(Directions): When you reach the line containing "https schema. but" in the entries below, begin reproducing lines exactly, and stop once the line containing "1. First of" is done.

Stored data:
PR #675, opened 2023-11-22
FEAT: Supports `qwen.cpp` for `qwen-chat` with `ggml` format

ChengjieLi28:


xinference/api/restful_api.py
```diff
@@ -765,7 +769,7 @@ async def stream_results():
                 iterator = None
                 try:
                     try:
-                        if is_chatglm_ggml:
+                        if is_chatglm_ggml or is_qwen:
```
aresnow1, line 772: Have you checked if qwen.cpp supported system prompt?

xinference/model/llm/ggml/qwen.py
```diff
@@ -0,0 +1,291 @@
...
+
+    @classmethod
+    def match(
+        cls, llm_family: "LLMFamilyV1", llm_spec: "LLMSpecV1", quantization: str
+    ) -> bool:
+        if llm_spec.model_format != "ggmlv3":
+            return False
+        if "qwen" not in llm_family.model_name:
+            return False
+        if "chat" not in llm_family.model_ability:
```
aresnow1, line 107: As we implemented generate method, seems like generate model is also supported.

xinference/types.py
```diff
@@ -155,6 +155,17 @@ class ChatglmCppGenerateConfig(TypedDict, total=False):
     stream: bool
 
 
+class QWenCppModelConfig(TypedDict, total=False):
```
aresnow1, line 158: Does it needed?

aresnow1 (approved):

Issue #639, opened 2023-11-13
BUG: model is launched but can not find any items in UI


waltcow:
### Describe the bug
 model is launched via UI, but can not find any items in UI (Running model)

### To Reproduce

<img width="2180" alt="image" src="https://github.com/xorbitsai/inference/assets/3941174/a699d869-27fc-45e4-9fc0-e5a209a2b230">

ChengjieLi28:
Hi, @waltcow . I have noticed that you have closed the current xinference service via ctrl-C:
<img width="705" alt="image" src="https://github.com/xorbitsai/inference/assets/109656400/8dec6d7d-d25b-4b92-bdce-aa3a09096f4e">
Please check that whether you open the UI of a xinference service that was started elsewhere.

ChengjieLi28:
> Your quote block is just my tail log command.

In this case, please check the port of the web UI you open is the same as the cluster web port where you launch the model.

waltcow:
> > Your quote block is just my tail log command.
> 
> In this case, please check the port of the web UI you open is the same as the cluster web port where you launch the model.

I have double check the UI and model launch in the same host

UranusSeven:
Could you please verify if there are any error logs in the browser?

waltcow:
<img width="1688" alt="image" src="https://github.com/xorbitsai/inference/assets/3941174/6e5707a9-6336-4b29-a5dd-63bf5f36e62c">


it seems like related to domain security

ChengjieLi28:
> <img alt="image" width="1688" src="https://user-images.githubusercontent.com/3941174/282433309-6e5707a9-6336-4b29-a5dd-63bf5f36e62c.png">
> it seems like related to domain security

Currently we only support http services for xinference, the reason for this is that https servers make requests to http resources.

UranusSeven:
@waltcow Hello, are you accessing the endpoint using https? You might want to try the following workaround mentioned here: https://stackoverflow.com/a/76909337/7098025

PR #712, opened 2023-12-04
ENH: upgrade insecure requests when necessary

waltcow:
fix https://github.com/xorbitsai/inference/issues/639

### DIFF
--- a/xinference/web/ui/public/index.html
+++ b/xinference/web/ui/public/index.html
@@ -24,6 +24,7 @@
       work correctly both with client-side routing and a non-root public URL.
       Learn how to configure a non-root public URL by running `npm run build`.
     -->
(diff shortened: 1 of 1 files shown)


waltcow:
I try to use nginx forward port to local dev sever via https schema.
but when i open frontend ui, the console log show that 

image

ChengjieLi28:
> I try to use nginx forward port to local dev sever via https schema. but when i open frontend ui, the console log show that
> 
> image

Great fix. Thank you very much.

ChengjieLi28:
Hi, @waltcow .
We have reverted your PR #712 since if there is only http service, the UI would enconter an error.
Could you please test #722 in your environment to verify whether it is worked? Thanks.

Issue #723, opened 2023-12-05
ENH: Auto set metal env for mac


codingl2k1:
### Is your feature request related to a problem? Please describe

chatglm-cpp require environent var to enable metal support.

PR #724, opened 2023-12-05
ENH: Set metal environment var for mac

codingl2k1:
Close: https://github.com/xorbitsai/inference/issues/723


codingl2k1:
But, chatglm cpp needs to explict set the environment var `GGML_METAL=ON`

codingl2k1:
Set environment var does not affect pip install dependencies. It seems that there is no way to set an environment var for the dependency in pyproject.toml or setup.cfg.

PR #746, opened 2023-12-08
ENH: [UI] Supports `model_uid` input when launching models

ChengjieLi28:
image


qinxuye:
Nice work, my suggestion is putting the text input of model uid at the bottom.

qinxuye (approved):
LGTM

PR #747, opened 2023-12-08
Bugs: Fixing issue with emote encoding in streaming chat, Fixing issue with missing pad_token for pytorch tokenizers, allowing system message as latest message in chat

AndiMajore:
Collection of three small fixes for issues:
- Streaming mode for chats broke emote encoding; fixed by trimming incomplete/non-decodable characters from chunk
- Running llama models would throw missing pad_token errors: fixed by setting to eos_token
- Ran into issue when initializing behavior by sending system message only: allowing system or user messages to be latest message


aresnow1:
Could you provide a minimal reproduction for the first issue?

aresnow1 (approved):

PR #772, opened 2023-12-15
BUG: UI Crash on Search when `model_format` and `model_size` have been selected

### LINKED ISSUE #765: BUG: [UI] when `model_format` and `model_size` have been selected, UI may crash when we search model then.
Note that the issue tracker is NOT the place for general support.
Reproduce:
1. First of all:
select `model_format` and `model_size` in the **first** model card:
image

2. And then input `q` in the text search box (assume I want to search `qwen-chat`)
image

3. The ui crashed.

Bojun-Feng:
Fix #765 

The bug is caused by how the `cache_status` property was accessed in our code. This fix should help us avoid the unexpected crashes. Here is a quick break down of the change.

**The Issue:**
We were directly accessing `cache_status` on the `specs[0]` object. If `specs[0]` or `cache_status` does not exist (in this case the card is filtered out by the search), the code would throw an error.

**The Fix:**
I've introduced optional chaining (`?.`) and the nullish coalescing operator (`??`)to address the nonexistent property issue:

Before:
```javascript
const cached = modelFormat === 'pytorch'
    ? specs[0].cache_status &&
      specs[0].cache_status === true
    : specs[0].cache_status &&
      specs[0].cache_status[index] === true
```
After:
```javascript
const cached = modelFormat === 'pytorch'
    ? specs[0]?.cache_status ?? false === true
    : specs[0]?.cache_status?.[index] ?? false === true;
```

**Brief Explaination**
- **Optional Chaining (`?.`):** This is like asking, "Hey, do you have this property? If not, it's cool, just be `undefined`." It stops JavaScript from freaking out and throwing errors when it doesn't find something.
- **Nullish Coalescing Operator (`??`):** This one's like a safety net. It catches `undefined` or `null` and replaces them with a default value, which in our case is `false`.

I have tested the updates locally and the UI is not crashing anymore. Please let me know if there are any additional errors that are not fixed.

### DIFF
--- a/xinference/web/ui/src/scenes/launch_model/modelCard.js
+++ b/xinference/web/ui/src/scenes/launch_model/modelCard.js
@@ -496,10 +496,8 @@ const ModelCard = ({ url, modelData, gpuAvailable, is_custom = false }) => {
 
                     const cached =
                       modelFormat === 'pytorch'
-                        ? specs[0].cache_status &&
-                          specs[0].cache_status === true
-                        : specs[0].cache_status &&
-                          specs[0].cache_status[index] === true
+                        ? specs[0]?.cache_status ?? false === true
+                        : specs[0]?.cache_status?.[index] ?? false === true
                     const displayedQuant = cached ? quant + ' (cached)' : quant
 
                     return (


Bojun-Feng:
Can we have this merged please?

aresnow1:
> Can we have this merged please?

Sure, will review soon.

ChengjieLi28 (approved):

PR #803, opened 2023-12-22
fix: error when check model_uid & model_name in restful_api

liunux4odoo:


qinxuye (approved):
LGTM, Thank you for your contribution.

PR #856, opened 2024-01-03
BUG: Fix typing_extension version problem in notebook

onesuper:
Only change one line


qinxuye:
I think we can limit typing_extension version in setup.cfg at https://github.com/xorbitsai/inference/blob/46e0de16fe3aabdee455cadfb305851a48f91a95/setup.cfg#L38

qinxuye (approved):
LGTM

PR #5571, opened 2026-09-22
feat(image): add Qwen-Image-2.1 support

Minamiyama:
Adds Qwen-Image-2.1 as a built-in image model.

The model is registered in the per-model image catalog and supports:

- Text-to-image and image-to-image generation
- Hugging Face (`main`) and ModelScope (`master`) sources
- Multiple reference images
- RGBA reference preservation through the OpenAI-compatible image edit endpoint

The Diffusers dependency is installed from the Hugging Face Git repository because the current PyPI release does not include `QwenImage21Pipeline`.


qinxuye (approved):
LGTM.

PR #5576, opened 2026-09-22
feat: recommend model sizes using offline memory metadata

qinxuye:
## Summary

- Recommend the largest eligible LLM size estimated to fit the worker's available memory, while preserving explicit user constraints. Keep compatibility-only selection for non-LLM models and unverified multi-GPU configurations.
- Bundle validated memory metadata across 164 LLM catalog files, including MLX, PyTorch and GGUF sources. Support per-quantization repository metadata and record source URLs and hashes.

(Result for this task):
> I try to use nginx forward port to local dev sever via https schema. but when i open frontend ui, the console log show that
> 
> image

Great fix. Thank you very much.

ChengjieLi28:
Hi, @waltcow .
We have reverted your PR #712 since if there is only http service, the UI would enconter an error.
Could you please test #722 in your environment to verify whether it is worked? Thanks.

Issue #723, opened 2023-12-05
ENH: Auto set metal env for mac


codingl2k1:
### Is your feature request related to a problem? Please describe

chatglm-cpp require environent var to enable metal support.

PR #724, opened 2023-12-05
ENH: Set metal environment var for mac

codingl2k1:
Close: https://github.com/xorbitsai/inference/issues/723


codingl2k1:
But, chatglm cpp needs to explict set the environment var `GGML_METAL=ON`

codingl2k1:
Set environment var does not affect pip install dependencies. It seems that there is no way to set an environment var for the dependency in pyproject.toml or setup.cfg.

PR #746, opened 2023-12-08
ENH: [UI] Supports `model_uid` input when launching models

ChengjieLi28:
image


qinxuye:
Nice work, my suggestion is putting the text input of model uid at the bottom.

qinxuye (approved):
LGTM

PR #747, opened 2023-12-08
Bugs: Fixing issue with emote encoding in streaming chat, Fixing issue with missing pad_token for pytorch tokenizers, allowing system message as latest message in chat

AndiMajore:
Collection of three small fixes for issues:
- Streaming mode for chats broke emote encoding; fixed by trimming incomplete/non-decodable characters from chunk
- Running llama models would throw missing pad_token errors: fixed by setting to eos_token
- Ran into issue when initializing behavior by sending system message only: allowing system or user messages to be latest message


aresnow1:
Could you provide a minimal reproduction for the first issue?

aresnow1 (approved):

PR #772, opened 2023-12-15
BUG: UI Crash on Search when `model_format` and `model_size` have been selected

### LINKED ISSUE #765: BUG: [UI] when `model_format` and `model_size` have been selected, UI may crash when we search model then.
Note that the issue tracker is NOT the place for general support.
Reproduce:
1. First of all:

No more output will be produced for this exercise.